> Problem
Output every entry verbatim.

——————

PR #115, opened 2019-03-03
Deduplicate mentor note

katrinleinweber:
This accompanies https://github.com/exercism/website-copy/pull/828. Let's discuss whether the (newer) example code from the mentor note makes a better example.

cc @exercism/r

### DIFF
--- a/exercises/sum-of-multiples/example.R
+++ b/exercises/sum-of-multiples/example.R
@@ -1,16 +1,4 @@
 sum_of_multiples <- function(factors, limit) {
-  
-  get_mults <- function(factor) {
-    
-    max_mult <- ceiling(limit / factor) - 1
-    if (max_mult > 0) {
-      new_multiples <- factor * 1:max_mult
-    }
-    
-  }
-  
-  multiples <- unique(unlist(lapply(factors, FUN = get_mults)))
-  
-  return(sum(as.numeric(multiples)))
-  
+  func <- function(x) seq(0, limit - 1, x)
+  sum(unique(unlist(lapply(factors, func))))
 }
--- a/exercises/sum-of-multiples/example.R
+++ b/exercises/sum-of-multiples/example.R
@@ -1,4 +1,16 @@
 sum_of_multiples <- function(factors, limit) {
-  func <- function(x) seq(0, limit - 1, x)
-  sum(unique(unlist(lapply(factors, func))))
+  
+  get_mults <- function(factor) {
+    
+    max_mult <- ceiling(limit / factor) - 1
+    if (max_mult > 0) {
+      new_multiples <- factor * 1:max_mult
+    }
+    
+  }
+  
+  multiples <- unique(unlist(lapply(factors, FUN = get_mults)))
+  
+  return(sum(as.numeric(multiples)))
+  
 }


jonmcalder:
The idea of linking to the example code from the mentor notes seems like a good one.

And the proposed solution here is certainly much more concise and readable. It is worth noting however, that it seems to be less performant by roughly a factor of 20 for lengthy factor vectors (see below). I'd be happy to accept this as is, but maybe this performance/readability tradeoff is worth noting in the mentor notes?

I haven't really given much thought to this problem or explored what a 'good' solution for this is - so there may be a different approach that's better than both of these.

```
sum_of_multiples <- function(factors, limit) {
  get_mults <- function(factor) {   
    max_mult <- ceiling(limit / factor) - 1
    if (max_mult > 0) {
      new_multiples <- factor * 1:max_mult
    }    
  }  
  multiples <- unique(unlist(lapply(factors, FUN = get_mults)))  
  return(sum(as.numeric(multiples)))
}

sum_of_multiples2 <- function(factors, limit) {
  func <- function(x) seq(0, limit - 1, x)
  sum(unique(unlist(lapply(factors, func))))
}

library(microbenchmark)

microbenchmark(
  sum_of_multiples(1:1000,10),
  sum_of_multiples2(1:1000,10)
)

Unit: microseconds
                          expr       min         lq      mean    median        uq      max neval
  sum_of_multiples(1:1000, 10)   946.723   986.3395  1104.015  1007.277  1031.295  7983.91   100
 sum_of_multiples2(1:1000, 10) 20015.815 20829.7245 22101.764 21530.939 22990.639 44784.12   100
```

katrinleinweber:
In that case, we don't have to change the example at all ;-)

I mostly didn't want to drop the newer one silently.

SleeplessByte:
I don't think this needs to be closed persé; the discussion here is very valuable. See https://github.com/exercism/website-copy/pull/828#issuecomment-469447926 for why the other PR was closed.

katrinleinweber:
I'm failing to extract generally useful [comments from community solutions](https://exercism.io/tracks/r/exercises/sum-of-multiples/solutions?utf8=%E2%9C%93&order=num_comments). Please feel free to take over adding some comments.

katrinleinweber:
Maybe the [`completed` `Sum of Multiples` exercises that each of us mentored](https://exercism.io/mentor/dashboard/your_solutions) are a better source for comments & notes?

jonmcalder:
Thanks for persevering with this @katrinleinweber!

To answer your earlier question:
> In that case, let's leave the example code as is, but maybe add a few comments to explain the efficiency (it's ceiling(limit / factor), right?).

The main reason the example solution is more efficient is because `seq()` is an S3 generic - so there is a (slight) bit of overhead in using it due to the method dispatch. This overhead is non-negligible when calling the function repeatedly (within `lapply`). You can check this by replacing `seq()` with `seq.int()`:

```
microbenchmark(
  sum_of_multiples_seq(1:1000,100),
  sum_of_multiples_seq_int(1:1000,100)
)

Unit: milliseconds
                                  expr       min        lq      mean    median        uq       max neval
     sum_of_multiples_seq(1:1000, 100) 20.707143 21.403223 23.175072 21.677880 23.730201 82.729626   100
 sum_of_multiples_seq_int(1:1000, 100)  1.224661  1.287063  1.366065  1.320318  1.349056  3.797145   100
```

In terms of general comments for mentoring, I think the current mentor notes already cover the key things, namely: 
- that `for` loops should be avoided in favour of the `apply` or `map` function families due to R's interpreted nature, and 
- that this exercise is great one to introduce packages like `microbenchmark` and discuss the merits of experimentation to assess the impacts of different functional choices on performance.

——————

> Written answer
PR #115, opened 2019-03-03
Deduplicate mentor note

katrinleinweber:
This accompanies https://github.com/exercism/website-copy/pull/828. Let's discuss whether the (newer) example code from the mentor note makes a better example.

cc @exercism/r

### DIFF
--- a/exercises/sum-of-multiples/example.R
+++ b/exercises/sum-of-multiples/example.R
@@ -1,16 +1,4 @@
 sum_of_multiples <- function(factors, limit) {
-  
-  get_mults <- function(factor) {
-    
-    max_mult <- ceiling(limit / factor) - 1
-    if (max_mult > 0) {
-      new_multiples <- factor * 1:max_mult
-    }
-    
-  }
-  
-  multiples <- unique(unlist(lapply(factors, FUN = get_mults)))
-  
-  return(sum(as.numeric(multiples)))
-  
+  func <- function(x) seq(0, limit - 1, x)
+  sum(unique(unlist(lapply(factors, func))))
 }
--- a/exercises/sum-of-multiples/example.R
+++ b/exercises/sum-of-multiples/example.R
@@ -1,4 +1,16 @@
 sum_of_multiples <- function(factors, limit) {
-  func <- function(x) seq(0, limit - 1, x)
-  sum(unique(unlist(lapply(factors, func))))
+  
+  get_mults <- function(factor) {
+    
+    max_mult <- ceiling(limit / factor) - 1
+    if (max_mult > 0) {
+      new_multiples <- factor * 1:max_mult
+    }
+    
+  }
+  
+  multiples <- unique(unlist(lapply(factors, FUN = get_mults)))
+  
+  return(sum(as.numeric(multiples)))
+  
 }


jonmcalder:
The idea of linking to the example code from the mentor notes seems like a good one.

And the proposed solution here is certainly much more concise and readable. It is worth noting however, that it seems to be less performant by roughly a factor of 20 for lengthy factor vectors (see below). I'd be happy to accept this as is, but maybe this performance/readability tradeoff is worth noting in the mentor notes?

I haven't really given much thought to this problem or explored what a 'good' solution for this is - so there may be a different approach that's better than both of these.

```
sum_of_multiples <- function(factors, limit) {
  get_mults <- function(factor) {   
    max_mult <- ceiling(limit / factor) - 1
    if (max_mult > 0) {
      new_multiples <- factor * 1:max_mult
    }    
  }  
  multiples <- unique(unlist(lapply(factors, FUN = get_mults)))  
  return(sum(as.numeric(multiples)))
}

sum_of_multiples2 <- function(factors, limit) {
  func <- function(x) seq(0, limit - 1, x)
  sum(unique(unlist(lapply(factors, func))))
}

library(microbenchmark)

microbenchmark(
  sum_of_multiples(1:1000,10),
  sum_of_multiples2(1:1000,10)
)

Unit: microseconds
                          expr       min         lq      mean    median        uq      max neval
  sum_of_multiples(1:1000, 10)   946.723   986.3395  1104.015  1007.277  1031.295  7983.91   100
 sum_of_multiples2(1:1000, 10) 20015.815 20829.7245 22101.764 21530.939 22990.639 44784.12   100
```

katrinleinweber:
In that case, we don't have to change the example at all ;-)

I mostly didn't want to drop the newer one silently.

SleeplessByte:
I don't think this needs to be closed persé; the discussion here is very valuable. See https://github.com/exercism/website-copy/pull/828#issuecomment-469447926 for why the other PR was closed.

katrinleinweber:
I'm failing to extract generally useful [comments from community solutions](https://exercism.io/tracks/r/exercises/sum-of-multiples/solutions?utf8=%E2%9C%93&order=num_comments). Please feel free to take over adding some comments.

katrinleinweber:
Maybe the [`completed` `Sum of Multiples` exercises that each of us mentored](https://exercism.io/mentor/dashboard/your_solutions) are a better source for comments & notes?

jonmcalder:
Thanks for persevering with this @katrinleinweber!

To answer your earlier question:
> In that case, let's leave the example code as is, but maybe add a few comments to explain the efficiency (it's ceiling(limit / factor), right?).

The main reason the example solution is more efficient is because `seq()` is an S3 generic - so there is a (slight) bit of overhead in using it due to the method dispatch. This overhead is non-negligible when calling the function repeatedly (within `lapply`). You can check this by replacing `seq()` with `seq.int()`:

```
microbenchmark(
  sum_of_multiples_seq(1:1000,100),
  sum_of_multiples_seq_int(1:1000,100)
)

Unit: milliseconds
                                  expr       min        lq      mean    median        uq       max neval
     sum_of_multiples_seq(1:1000, 100) 20.707143 21.403223 23.175072 21.677880 23.730201 82.729626   100
 sum_of_multiples_seq_int(1:1000, 100)  1.224661  1.287063  1.366065  1.320318  1.349056  3.797145   100
```

In terms of general comments for mentoring, I think the current mentor notes already cover the key things, namely: 
- that `for` loops should be avoided in favour of the `apply` or `map` function families due to R's interpreted nature, and 
- that this exercise is great one to introduce packages like `microbenchmark` and discuss the merits of experimentation to assess the impacts of different functional choices on performance.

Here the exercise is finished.